Exercise aim:
Return every line of the listing, exactly as it reads.

Data shown:
* * * *
PR #1166, opened 2016-05-24
Add parseBigInt and parseBigDecimal to std.String

mossprescott:
We need these two types in quasar (see https://github.com/quasar-analytics/quasar/pull/1193).

Also switched them to not use try/catch directly, but could take or leave that change.


mossprescott:
Ok, so this failed the binary compatibility check because it adds two methods. Where does that leave me?

xuwei-k:
Can't keep binary compatibility. please submit to `series/7.3.x` branch

PR #1167, opened 2016-05-26
Add parseBigInt and parseBigDecimal to std.String

mossprescott:
We need these two types in quasar (see https://github.com/quasar-analytics/quasar/pull/1193).

Also switched them to not use try/catch directly, but could take or leave that change.

Resubmitted against series/7.3.x. See #1166.

### DIFF
--- a/core/src/main/scala/scalaz/std/String.scala
+++ b/core/src/main/scala/scalaz/std/String.scala
@@ -79,6 +79,18 @@ trait StringFunctions {
   } catch {
     case e: NumberFormatException => Failure(e)
   }
+
+  def parseBigInt(s:String): Validation[NumberFormatException, BigInt] = try {
+    Success(BigInt(s))
+  } catch {
+    case e: NumberFormatException => Failure(e)
+  }
+
+  def parseBigDecimal(s:String): Validation[NumberFormatException, BigDecimal] = try {
+    Success(BigDecimal(s))
+  } catch {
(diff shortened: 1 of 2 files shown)


puffnfresh:
:+1:

core/src/main/scala/scalaz/std/String.scala
```diff
@@ -38,47 +38,32 @@ trait StringFunctions {
 
   // Parsing functions.
 
-  def parseBoolean(s:String): Validation[IllegalArgumentException, Boolean] = try {
-    Success(s.toBoolean)
-  } catch {
-    case e: IllegalArgumentException => Failure(e)
-  }
+  def parseBoolean(s:String): Validation[IllegalArgumentException, Boolean] =
+    \/.fromTryCatchThrowable[Boolean, IllegalArgumentException](s.toBoolean).validation
```
xuwei-k: There is `fromTryCatchThrowable` in Validation as well.

```scala
Validation.fromTryCatchThrowable[Boolean, IllegalArgumentException](s.toBoolean)
```

https://github.com/scalaz/scalaz/blob/v7.3.0-M2/core/src/main/scala/scalaz/Validation.scala#L390

mossprescott:
Thanks, @xuwei-k!

I went ahead and squashed that fix because it seemed the obvious thing. If you'd prefer, I can squash the two that remain.

PR #1169, opened 2016-05-26
Lazy non-empty right fold for streams; more efficient left fold too

S11001001:
Lifting a `Semigroup` into `Option` to get a `Monoid` unfortunately makes an always-strict `mappend`, meaning a strict fold.  Here we avoid that for `Stream` and `EphemeralStream`'s `foldMapRight1Opt` by taking advantage of their structure.


xuwei-k:
👍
* * * *
Result of the task:
PR #1166, opened 2016-05-24
Add parseBigInt and parseBigDecimal to std.String

mossprescott:
We need these two types in quasar (see https://github.com/quasar-analytics/quasar/pull/1193).

Also switched them to not use try/catch directly, but could take or leave that change.


mossprescott:
Ok, so this failed the binary compatibility check because it adds two methods. Where does that leave me?

xuwei-k:
Can't keep binary compatibility. please submit to `series/7.3.x` branch

PR #1167, opened 2016-05-26
Add parseBigInt and parseBigDecimal to std.String

mossprescott:
We need these two types in quasar (see https://github.com/quasar-analytics/quasar/pull/1193).

Also switched them to not use try/catch directly, but could take or leave that change.

Resubmitted against series/7.3.x. See #1166.

### DIFF
--- a/core/src/main/scala/scalaz/std/String.scala
+++ b/core/src/main/scala/scalaz/std/String.scala
@@ -79,6 +79,18 @@ trait StringFunctions {
   } catch {
     case e: NumberFormatException => Failure(e)
   }
+
+  def parseBigInt(s:String): Validation[NumberFormatException, BigInt] = try {
+    Success(BigInt(s))
+  } catch {
+    case e: NumberFormatException => Failure(e)
+  }
+
+  def parseBigDecimal(s:String): Validation[NumberFormatException, BigDecimal] = try {
+    Success(BigDecimal(s))
+  } catch {
(diff shortened: 1 of 2 files shown)


puffnfresh:
:+1:

core/src/main/scala/scalaz/std/String.scala
```diff
@@ -38,47 +38,32 @@ trait StringFunctions {
 
   // Parsing functions.
 
-  def parseBoolean(s:String): Validation[IllegalArgumentException, Boolean] = try {
-    Success(s.toBoolean)
-  } catch {
-    case e: IllegalArgumentException => Failure(e)
-  }
+  def parseBoolean(s:String): Validation[IllegalArgumentException, Boolean] =
+    \/.fromTryCatchThrowable[Boolean, IllegalArgumentException](s.toBoolean).validation
```
xuwei-k: There is `fromTryCatchThrowable` in Validation as well.

```scala
Validation.fromTryCatchThrowable[Boolean, IllegalArgumentException](s.toBoolean)
```

https://github.com/scalaz/scalaz/blob/v7.3.0-M2/core/src/main/scala/scalaz/Validation.scala#L390

mossprescott:
Thanks, @xuwei-k!

I went ahead and squashed that fix because it seemed the obvious thing. If you'd prefer, I can squash the two that remain.

PR #1169, opened 2016-05-26
Lazy non-empty right fold for streams; more efficient left fold too

S11001001:
Lifting a `Semigroup` into `Option` to get a `Monoid` unfortunately makes an always-strict `mappend`, meaning a strict fold.  Here we avoid that for `Stream` and `EphemeralStream`'s `foldMapRight1Opt` by taking advantage of their structure.


xuwei-k:
👍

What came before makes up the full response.